PR #1341, opened 2021-11-17
Feat(eos_cli_config_gen): Refactor STP template and support STP root primary/secondary

### LINKED ISSUE #1329: Support for stp root primary/secondary commands
### Enhancement summary

Asking to add support for the following STP CLI commands:

```
spanning-tree root primary/secondary
spanning-tree mst <0-4094> root primary/seconday
```
Today it is possible to set the priority manually to a value but it would be useful to add support also for these commands:
https://avd.sh/en/releases-v3.x.x/roles/eos_cli_config_gen/index.html#spanning-tree

eos_cli_config_gen

### Use case example

I would like to set these commands for an active-standby scenario and align the active PE with the primary STP root without the need of setting the priority explicitly.

Something along these lines:
```
spanning_tree:
  root: < primary | secondary >
  mst:
     root: < primary | secondary >
```

Setting the priority value is an alternative and it is supported.

### Additional context

_No response_

### Contributing Guide

tgodaA:
## Change Summary

Support STP root primary or secondary commands and refactor stp template according to cli.

## Related Issue(s)

Fixes #1329 

## Component(s) name

## Proposed changes

Refactor template output according to cli

Old output:

```
spanning-tree root super
spanning-tree mode mstp
no spanning-tree vlan-id 4094
```

New output:

```
spanning-tree mode mstp
no spanning-tree vlan-id 4094
spanning-tree root super
```

Added new knobs for spanning tree to support root primary/secondary:

Old model:

```
spanning_tree:
  mst_instances:
    # Use '-' to specify range of instance ids, like 200-210
    "< instance_id(s) >":
      priority: < priority >
```

```
spanning_tree:
  root: < primary | secondary >
  mst_instances:
    # Use '-' to specify range of instance ids, like 200-210
    "< instance_id(s) >":
      priority: < priority >
      root: < primary | secondary >
```

## How to test
Molecule

## Checklist

- [x] Update artifacts for the refactored template
- [x] Verify the STP output configuration over cli
- [x] Update documentation  

### User Checklist

- N/A

### Repository Checklist

### DIFF
--- a/ansible_collections/arista/avd/roles/eos_cli_config_gen/templates/documentation/spanning-tree.j2
+++ b/ansible_collections/arista/avd/roles/eos_cli_config_gen/templates/documentation/spanning-tree.j2
@@ -10,22 +10,40 @@ STP mode: **{{ spanning_tree.mode | arista.avd.default("mstp") }}**
 
 STP Root Super: **{{ spanning_tree.root_super }}**
 {%     endif %}
+{%     if spanning_tree.root is arista.avd.defined %}
+
+STP Root: **{{ spanning_tree.root }}**
+{%     endif %}
 {%     if spanning_tree.mst_instances is arista.avd.defined %}
 
 ### MSTP Instance and Priority
 
 | Instance(s) | Priority |
-| -------- | -------- |
+| ----------- | -------- |
+{%         set root_instances = [] %}
 {%         for mst_instance in spanning_tree.mst_instances | arista.avd.natural_sort %}
 | {{ mst_instance }} | {{ spanning_tree.mst_instances[mst_instance].priority | arista.avd.default("-") }} |
+{%             if spanning_tree.mst_instances[mst_instance].root is arista.avd.defined %}
+{%                 do root_instances.append(mst_instance) %}
+{%             endif %}
 {%         endfor %}
+{%         if root_instances | length > 0 %}
+
+### MSTP Instance and Root
+
+| Instance(s) | Root |
+| ----------- | ---- |
+{%             for mst_instance in root_instances %}
+| {{ mst_instance }} | {{ spanning_tree.mst_instances[mst_instance].root }} |
+{%             endfor %}
+{%         endif %}
 {%     endif %}
 {%     if spanning_tree.mst.configuration is arista.avd.defined %}
 
 ### MST Configuration
 
 | Variable | Value |
-| -------- | -------- |
+| -------- | ----- |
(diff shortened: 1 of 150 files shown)


ansible_collections/arista/avd/roles/eos_cli_config_gen/templates/documentation/spanning-tree.j2
```diff
@@ -10,22 +10,40 @@ STP mode: **{{ spanning_tree.mode | arista.avd.default("mstp") }}**
 
 STP Root Super: **{{ spanning_tree.root_super }}**
 {%     endif %}
+{%     if spanning_tree.root is arista.avd.defined %}
+
+STP Root: **{{ spanning_tree.root }}**
+{%     endif %}
 {%     if spanning_tree.mst_instances is arista.avd.defined %}
 
 ### MSTP Instance and Priority
```
ClausHolbechArista, line 19: I would suggest changing this heading to `MSTP Instances` and then combine the two tables below, so it shows priority if set, and check for root primary/secondary if priority is not set. (Like done in config template)

ClausHolbechArista: Maybe add the instance `vlans` to the table while we are at it. (move from below in another table)

tgodaA: Done.

ClausHolbechArista (commented):
I don't think we should support these knobs, since they are actually aliases to the priority commands in EOS:
```cli
R3(config)#show run | sec spanning-tree
spanning-tree mode mstp
R3(config)#spanning-tree root primary
R3(config)#show run | sec spanning-tree
spanning-tree mode mstp
spanning-tree mst 0 priority 8192
R3(config)#
```

tgodaA:
Yeah, these are aliases to priority. But adding primary or secondary commands to EOS makes it easy for the user. In background they convert to priority. Primary - 8192, Secondary 16384. Also I didn't add the converted priority to the documentation but added only if it's primary or secondary because the default value might change anytime.

xaviramon:
I don't like the idea of root primary or secondary. Do we have a use case or special need for it? I would prefer to set the STP priority manually, also because different manufacturers could use a different alias with a different priority.

tgodaA:
I am waiting for suggestion from Claus. If this doesn't look good, please close it or comment to close it.

tgodaA:
The same feat can achieved by using priority. So not adding this feature.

....

**WHAT TO PRODUCE:** The records need to be copied exactly, with no line left out.

**REPLY:**
PR #1341, opened 2021-11-17
Feat(eos_cli_config_gen): Refactor STP template and support STP root primary/secondary

### LINKED ISSUE #1329: Support for stp root primary/secondary commands
### Enhancement summary

Asking to add support for the following STP CLI commands:

```
spanning-tree root primary/secondary
spanning-tree mst <0-4094> root primary/seconday
```
Today it is possible to set the priority manually to a value but it would be useful to add support also for these commands:
https://avd.sh/en/releases-v3.x.x/roles/eos_cli_config_gen/index.html#spanning-tree

eos_cli_config_gen

### Use case example

I would like to set these commands for an active-standby scenario and align the active PE with the primary STP root without the need of setting the priority explicitly.

Something along these lines:
```
spanning_tree:
  root: < primary | secondary >
  mst:
     root: < primary | secondary >
```

Setting the priority value is an alternative and it is supported.

### Additional context

_No response_

### Contributing Guide

tgodaA:
## Change Summary

Support STP root primary or secondary commands and refactor stp template according to cli.

## Related Issue(s)

Fixes #1329 

## Component(s) name

## Proposed changes

Refactor template output according to cli

Old output:

```
spanning-tree root super
spanning-tree mode mstp
no spanning-tree vlan-id 4094
```

New output:

```
spanning-tree mode mstp
no spanning-tree vlan-id 4094
spanning-tree root super
```

Added new knobs for spanning tree to support root primary/secondary:

Old model:

```
spanning_tree:
  mst_instances:
    # Use '-' to specify range of instance ids, like 200-210
    "< instance_id(s) >":
      priority: < priority >
```

```
spanning_tree:
  root: < primary | secondary >
  mst_instances:
    # Use '-' to specify range of instance ids, like 200-210
    "< instance_id(s) >":
      priority: < priority >
      root: < primary | secondary >
```

## How to test
Molecule

## Checklist

- [x] Update artifacts for the refactored template
- [x] Verify the STP output configuration over cli
- [x] Update documentation  

### User Checklist

- N/A

### Repository Checklist

### DIFF
--- a/ansible_collections/arista/avd/roles/eos_cli_config_gen/templates/documentation/spanning-tree.j2
+++ b/ansible_collections/arista/avd/roles/eos_cli_config_gen/templates/documentation/spanning-tree.j2
@@ -10,22 +10,40 @@ STP mode: **{{ spanning_tree.mode | arista.avd.default("mstp") }}**
 
 STP Root Super: **{{ spanning_tree.root_super }}**
 {%     endif %}
+{%     if spanning_tree.root is arista.avd.defined %}
+
+STP Root: **{{ spanning_tree.root }}**
+{%     endif %}
 {%     if spanning_tree.mst_instances is arista.avd.defined %}
 
 ### MSTP Instance and Priority
 
 | Instance(s) | Priority |
-| -------- | -------- |
+| ----------- | -------- |
+{%         set root_instances = [] %}
 {%         for mst_instance in spanning_tree.mst_instances | arista.avd.natural_sort %}
 | {{ mst_instance }} | {{ spanning_tree.mst_instances[mst_instance].priority | arista.avd.default("-") }} |
+{%             if spanning_tree.mst_instances[mst_instance].root is arista.avd.defined %}
+{%                 do root_instances.append(mst_instance) %}
+{%             endif %}
 {%         endfor %}
+{%         if root_instances | length > 0 %}
+
+### MSTP Instance and Root
+
+| Instance(s) | Root |
+| ----------- | ---- |
+{%             for mst_instance in root_instances %}
+| {{ mst_instance }} | {{ spanning_tree.mst_instances[mst_instance].root }} |
+{%             endfor %}
+{%         endif %}
 {%     endif %}
 {%     if spanning_tree.mst.configuration is arista.avd.defined %}
 
 ### MST Configuration
 
 | Variable | Value |
-| -------- | -------- |
+| -------- | ----- |
(diff shortened: 1 of 150 files shown)


ansible_collections/arista/avd/roles/eos_cli_config_gen/templates/documentation/spanning-tree.j2
```diff
@@ -10,22 +10,40 @@ STP mode: **{{ spanning_tree.mode | arista.avd.default("mstp") }}**
 
 STP Root Super: **{{ spanning_tree.root_super }}**
 {%     endif %}
+{%     if spanning_tree.root is arista.avd.defined %}
+
+STP Root: **{{ spanning_tree.root }}**
+{%     endif %}
 {%     if spanning_tree.mst_instances is arista.avd.defined %}
 
 ### MSTP Instance and Priority
```
ClausHolbechArista, line 19: I would suggest changing this heading to `MSTP Instances` and then combine the two tables below, so it shows priority if set, and check for root primary/secondary if priority is not set. (Like done in config template)

ClausHolbechArista: Maybe add the instance `vlans` to the table while we are at it. (move from below in another table)

tgodaA: Done.

ClausHolbechArista (commented):
I don't think we should support these knobs, since they are actually aliases to the priority commands in EOS:
```cli
R3(config)#show run | sec spanning-tree
spanning-tree mode mstp
R3(config)#spanning-tree root primary
R3(config)#show run | sec spanning-tree
spanning-tree mode mstp
spanning-tree mst 0 priority 8192
R3(config)#
```

tgodaA:
Yeah, these are aliases to priority. But adding primary or secondary commands to EOS makes it easy for the user. In background they convert to priority. Primary - 8192, Secondary 16384. Also I didn't add the converted priority to the documentation but added only if it's primary or secondary because the default value might change anytime.

xaviramon:
I don't like the idea of root primary or secondary. Do we have a use case or special need for it? I would prefer to set the STP priority manually, also because different manufacturers could use a different alias with a different priority.

tgodaA:
I am waiting for suggestion from Claus. If this doesn't look good, please close it or comment to close it.

tgodaA:
The same feat can achieved by using priority. So not adding this feature.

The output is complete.